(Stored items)
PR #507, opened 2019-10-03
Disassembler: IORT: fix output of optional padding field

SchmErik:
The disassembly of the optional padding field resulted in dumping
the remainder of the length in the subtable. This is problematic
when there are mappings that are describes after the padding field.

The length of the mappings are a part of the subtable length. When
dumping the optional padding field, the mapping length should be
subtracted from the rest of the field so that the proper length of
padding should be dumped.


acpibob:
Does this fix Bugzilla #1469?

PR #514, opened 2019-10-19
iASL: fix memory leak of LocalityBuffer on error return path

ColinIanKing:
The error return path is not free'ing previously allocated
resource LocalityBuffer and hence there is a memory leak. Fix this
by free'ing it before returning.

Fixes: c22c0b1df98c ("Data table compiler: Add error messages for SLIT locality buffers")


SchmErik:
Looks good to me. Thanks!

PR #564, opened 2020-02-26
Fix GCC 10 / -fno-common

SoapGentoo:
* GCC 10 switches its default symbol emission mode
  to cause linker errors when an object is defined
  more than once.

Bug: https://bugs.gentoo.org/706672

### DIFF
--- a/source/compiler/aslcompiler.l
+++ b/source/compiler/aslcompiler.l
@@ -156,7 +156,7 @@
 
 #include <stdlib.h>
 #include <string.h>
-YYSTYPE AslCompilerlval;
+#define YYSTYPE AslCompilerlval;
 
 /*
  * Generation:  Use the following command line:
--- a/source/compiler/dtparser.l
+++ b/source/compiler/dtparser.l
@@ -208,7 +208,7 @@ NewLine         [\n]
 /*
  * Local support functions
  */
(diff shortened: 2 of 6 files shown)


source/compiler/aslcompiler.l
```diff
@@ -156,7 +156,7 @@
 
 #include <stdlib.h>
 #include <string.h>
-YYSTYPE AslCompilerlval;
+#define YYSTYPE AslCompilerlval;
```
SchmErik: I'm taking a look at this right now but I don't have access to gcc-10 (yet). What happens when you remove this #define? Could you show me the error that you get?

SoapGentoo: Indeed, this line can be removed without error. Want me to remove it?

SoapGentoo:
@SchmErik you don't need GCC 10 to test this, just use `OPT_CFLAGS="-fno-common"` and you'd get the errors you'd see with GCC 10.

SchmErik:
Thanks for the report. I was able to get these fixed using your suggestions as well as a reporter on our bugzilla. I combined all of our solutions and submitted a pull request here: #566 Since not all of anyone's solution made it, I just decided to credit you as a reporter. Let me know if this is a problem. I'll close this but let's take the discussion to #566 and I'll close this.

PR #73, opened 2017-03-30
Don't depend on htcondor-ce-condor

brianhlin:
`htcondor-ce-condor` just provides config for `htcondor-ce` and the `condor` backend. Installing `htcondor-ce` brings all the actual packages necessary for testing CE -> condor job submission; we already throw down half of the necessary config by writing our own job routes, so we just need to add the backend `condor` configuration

▸ EXERCISE DESCRIPTION
When you reply, retype each line exactly as it appears above.

▸ RESULT FOR THIS EXERCISE
PR #507, opened 2019-10-03
Disassembler: IORT: fix output of optional padding field

SchmErik:
The disassembly of the optional padding field resulted in dumping
the remainder of the length in the subtable. This is problematic
when there are mappings that are describes after the padding field.

The length of the mappings are a part of the subtable length. When
dumping the optional padding field, the mapping length should be
subtracted from the rest of the field so that the proper length of
padding should be dumped.


acpibob:
Does this fix Bugzilla #1469?

PR #514, opened 2019-10-19
iASL: fix memory leak of LocalityBuffer on error return path

ColinIanKing:
The error return path is not free'ing previously allocated
resource LocalityBuffer and hence there is a memory leak. Fix this
by free'ing it before returning.

Fixes: c22c0b1df98c ("Data table compiler: Add error messages for SLIT locality buffers")


SchmErik:
Looks good to me. Thanks!

PR #564, opened 2020-02-26
Fix GCC 10 / -fno-common

SoapGentoo:
* GCC 10 switches its default symbol emission mode
  to cause linker errors when an object is defined
  more than once.

Bug: https://bugs.gentoo.org/706672

### DIFF
--- a/source/compiler/aslcompiler.l
+++ b/source/compiler/aslcompiler.l
@@ -156,7 +156,7 @@
 
 #include <stdlib.h>
 #include <string.h>
-YYSTYPE AslCompilerlval;
+#define YYSTYPE AslCompilerlval;
 
 /*
  * Generation:  Use the following command line:
--- a/source/compiler/dtparser.l
+++ b/source/compiler/dtparser.l
@@ -208,7 +208,7 @@ NewLine         [\n]
 /*
  * Local support functions
  */
(diff shortened: 2 of 6 files shown)


source/compiler/aslcompiler.l
```diff
@@ -156,7 +156,7 @@
 
 #include <stdlib.h>
 #include <string.h>
-YYSTYPE AslCompilerlval;
+#define YYSTYPE AslCompilerlval;
```
SchmErik: I'm taking a look at this right now but I don't have access to gcc-10 (yet). What happens when you remove this #define? Could you show me the error that you get?

SoapGentoo: Indeed, this line can be removed without error. Want me to remove it?

SoapGentoo:
@SchmErik you don't need GCC 10 to test this, just use `OPT_CFLAGS="-fno-common"` and you'd get the errors you'd see with GCC 10.

SchmErik:
Thanks for the report. I was able to get these fixed using your suggestions as well as a reporter on our bugzilla. I combined all of our solutions and submitted a pull request here: #566 Since not all of anyone's solution made it, I just decided to credit you as a reporter. Let me know if this is a problem. I'll close this but let's take the discussion to #566 and I'll close this.

PR #73, opened 2017-03-30
Don't depend on htcondor-ce-condor

brianhlin:
`htcondor-ce-condor` just provides config for `htcondor-ce` and the `condor` backend. Installing `htcondor-ce` brings all the actual packages necessary for testing CE -> condor job submission; we already throw down half of the necessary config by writing our own job routes, so we just need to add the backend `condor` configuration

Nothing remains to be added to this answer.